As a child, he lived with his mother who was no longer with her partner, Wesley Ellis, Delroy’s father. He struggled at school and when he was eleven years old, he was moved to a specialist behavioural school for difficult children. Whilst there, Delroy excelled at being a difficult child, eventually being permanently excluded for fighting with a teacher. Once he left school, his life did not improve. He got involved with petty crime, hung around with the wrong people, then began committing robberies to fund his increasingly dependent drug habit, which ultimately led to dealing drugs. But then a meeting with his estranged father when he was twenty-one changed his life.
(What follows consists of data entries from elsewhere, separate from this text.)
PR #270, opened 2022-02-25
Start of migration work

insacuri:
# What and why?

Currently new instruments are saved to the bucket, but older ones are still in the database.  This PR adds an endpoint to get the data, decrypt it, then upload it to the bucket.  It then sets the gcs flag to true against the instrument so this service can know where to find it.

# How to test?

- Deploy this PR to your environment
- Edit the deployment in k8s and update SEFT_GCS_ENABLED to false.  This will save any set up collection instruments to the database instead of the bucket.
- Run the SEFT acceptance tests, verify the data is in the database and the gcs flag is false.
- Find the instrument id for the instrument you want to migrate
- Add the id to the migration script in this PR.  Then run it by doing `pipenv run python migrate_instruments_to_gcp.py`
-  It should work and you should be able to see it in gcs in your namespace.  Also the gcs flag should be true against the instrument in question.
- Try and download the SEFT file and open it as a respondent.

Note the data is still in the database after this process.  Once we've migrated them all to the bucket, and left it a few days to verify that everything is okay, we can run some SQL to delete all the `data` values from the database.

# Trello

### DIFF
--- a/application/controllers/sql_queries.py
+++ b/application/controllers/sql_queries.py
@@ -2,6 +2,7 @@ from application.models.models import (
     BusinessModel,
     ExerciseModel,
     InstrumentModel,
+    SEFTModel,
     SurveyModel,
 )
 
@@ -24,3 +25,7 @@ def query_instrument_by_id(instrument_id, session):
 
 def query_instrument(session):
     return session.query(InstrumentModel)
+
+
+def query_seft_instrument_by_instrument_id(instrument_id, session):
+    return session.query(SEFTModel).filter(SEFTModel.instrument_id == instrument_id).one()
--- a/scripts/migrate_instruments_to_gcp.py
+++ b/scripts/migrate_instruments_to_gcp.py
@@ -1,0 +1,34 @@
+import sys
+
+import requests
+from requests.exceptions import HTTPError
+
+# Run this script by doing `pipenv run python scripts/migrate_instruments_to_gcp.py`
+
+# Populate this with the instrument ids you wish to migrate
+instrument_ids = []
+
+print("Beginning migrating instruments")
+
+for instrument_id in instrument_ids:
+    print(f"Migrating instrument [{instrument_id}")
+    # If you're port forwarding, this should remain the same regardless of environment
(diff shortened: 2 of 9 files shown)


application/controllers/sql_queries.py
```diff
@@ -24,3 +25,7 @@ def query_instrument_by_id(instrument_id, session):
 
 def query_instrument(session):
     return session.query(InstrumentModel)
+
+
+def query_seft_instrument_by_instrument_id(instrument_id, session):
```
creativeappdevamit, line 30: is one() required? wont it only send one record back?

scripts/migrate_instruments_to_gcp.py
```diff
@@ -0,0 +1,33 @@
...
+
+# Populate this with the instrument ids you wish to migrate
+instrument_ids = []
+
+print("Beginning migrating instruments")
+
+for instrument_id in instrument_ids:
+    print(f"Migrating instrument [{instrument_id}")
+    # If you're port forwarding, this should remain the same regardless of environment
+    url = f"http://localhost:8002/collection-instrument-api/1.0.2/migrate/{instrument_id}"
```
creativeappdevamit, line 16: localhost?

creativeappdevamit (changes requested):

creativeappdevamit:
Are we planning to have some unit test for this?

application/controllers/sql_queries.py
insacuri: I want it to throw an exception if it somehow got more than one back.  I don't think it's possible but theres no harm in the extra check

scripts/migrate_instruments_to_gcp.py
insacuri: Yeah, when you run the script you have to set up port forwarding to the collection instrument pod.   It's a one time use script so I didn't put too much into making it configurable.  Just change the port to whatever you need it to be and go from there

insacuri:
I wasn't planning on it as once the migration has been done once then we'll be deleting all of this as it's a one time operation

creativeappdevamit (approved):

PR #276, opened 2022-05-13
Remove SEFT_GCS_ENABLED flag

insacuri:
# What and why?

All of our instruments are now saved and loaded from a gcs bucket rather then encrypted in the database.  This functionality has been working for a while now so we can safely remove the feature toggle as we have no intention of ever turning it on again.

# How to test?

# Trello


application/views/collection_instrument_view.py
```diff
@@ -31,10 +31,7 @@ def before_collection_instrument_view():
 def upload_collection_instrument(exercise_id, ru_ref=None):
     file = request.files["file"]
     classifiers = request.args.get("classifiers")
-    if current_app.config["SEFT_GCS_ENABLED"] is False:
-        instrument = CollectionInstrument().upload_instrument(exercise_id, file, ru_ref=ru_ref, classifiers=classifiers)
-    else:
-        instrument = CollectionInstrument().upload_to_bucket(exercise_id, file, ru_ref=ru_ref, classifiers=classifiers)
+    instrument = CollectionInstrument().upload_to_bucket(exercise_id, file, ru_ref=ru_ref, classifiers=classifiers)
```
LJBabbage, line 34: Not for this PR, as you haven't changed it, but because the highlight made me see it, but the instantiation/creation and the upload should be separate, the method upload_to_bucket should not really be returning an instrument. The naming would suggest an action returning bool

tests/views/test_collection_instrument_view.py
```diff
@@ -28,6 +28,7 @@
 linked_exercise_id = "fb2a9d3a-6e9c-46f6-af5e-5f67fec3c040"
 url_collection_instrument_link_url = "http://localhost:8145/collection-instrument/link"
 url_survey_url = "http://localhost:8080/surveys/cb0711c3-0ac8-41d3-ae0e-567e5ea1ef87"
+survey_response_json = {"surveyId": "cb0711c3-0ac8-41d3-ae0e-567e5ea1ef87", "surveyRef": "139"}
```
LJBabbage, line 31: We have made a var in some instances, and others we have written inlined, any reason for that? Also find it slightly odd they have different UUID's but both are returning  "surveyRef": "139", do we need both?

tests/views/test_collection_instrument_view.py
```diff
@@ -154,6 +156,11 @@ def test_upload_collection_instrument_if_survey_does_not_exist(self):
     @requests_mock.mock()
     def test_collection_instrument_upload_with_ru(self, mock_bucket, mock_request):
         mock_request.post(url_collection_instrument_link_url, status_code=200)
+        mock_request.get(
+            "http://localhost:8080/surveys/db0711c3-0ac8-41d3-ae0e-567e5ea1ef87",
+            status_code=200,
+            json={"surveyId": "db0711c3-0ac8-41d3-ae0e-567e5ea1ef87", "surveyRef": "139"},
+        )
```
LJBabbage, line 163: This chunk is repeated 3 times, we should try to extract this. This is also what I meant about writing inline as well

application/views/collection_instrument_view.py
insacuri: I can make a card to improve it, as I think you have a point, but this PR is just reorganising code and removing a flag.  I don't want to increase the scope of it unless there was a really good reason for it.

tests/views/test_collection_instrument_view.py
insacuri: The reason?  Not a clue.  Why do we need both?  Equally no idea.  I made some small changes because the test broke but it probably wouldn't hurt to polish this up whist I'm here as it's a small amount of effort

LJBabbage (approved):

In 1996 Prince Charles paid for a group of young kids to go to Jamaica on a Youth Exchange programme to learn about their culture. Delroy was one of those chosen. When his dad heard that his son was going to Jamaica he asked him to bring back some photos of his family. When he returned from Jamaica he visited his father in Bristol. They sat talking and even though Delroy didn’t respect his dad he still didn’t want to tell him he was selling drugs so he told him what he thought he wanted to hear. How he was going to college and how well he was doing. Then just before he left, his dad looked at him and asked him what he was really doing with his life. Delroy tried to convince his dad that he had been telling the truth but his father saw through his lies.
“Tell me the truth, I know you’re lying to me. Just promise me whatever you do in your life, become a leader not a follower.”
The advice from his father ‘went in one ear and out the other’ until four weeks later his father passed away from a drug related illness. When he went to see him in the Chapel of Rest, he asked his mother if he could have some time alone with him.
“As soon as I shut the door it was like these speakers came on and I could just hear my dad’s voice saying be a leader not a follower.”
And that was the day when he never looked back.
He decided to get involved with the Princes Trust and signed up for their twelve-week programme. He was told by the team leaders that he was really helpful with the kids, giving them the support they needed. They offered him an internship through the New Deal programme where he would get an extra £50 a week on top of his benefit for a year. That following year was an ‘amazing’ time for Delroy. He got to meet Prince Charles twice, went to St James Palace, was asked to be an Ambassador for the Prince’s Trust for the South West and won a National Award for Best Youth Worker. It was a rollercoaster of a year but also ‘a real honour’.
There was also a dark side to that year. Delroy was still seeing a lot his mates who were driving nice cars, wearing all the Bling. They would ask him why he was doing ‘Youth Work shit’ but Delroy never gave up, the words of his father still echoing in his mind. Today, many of his old friends who ran him down during that time are behind bars serving sentences for drug-related crime.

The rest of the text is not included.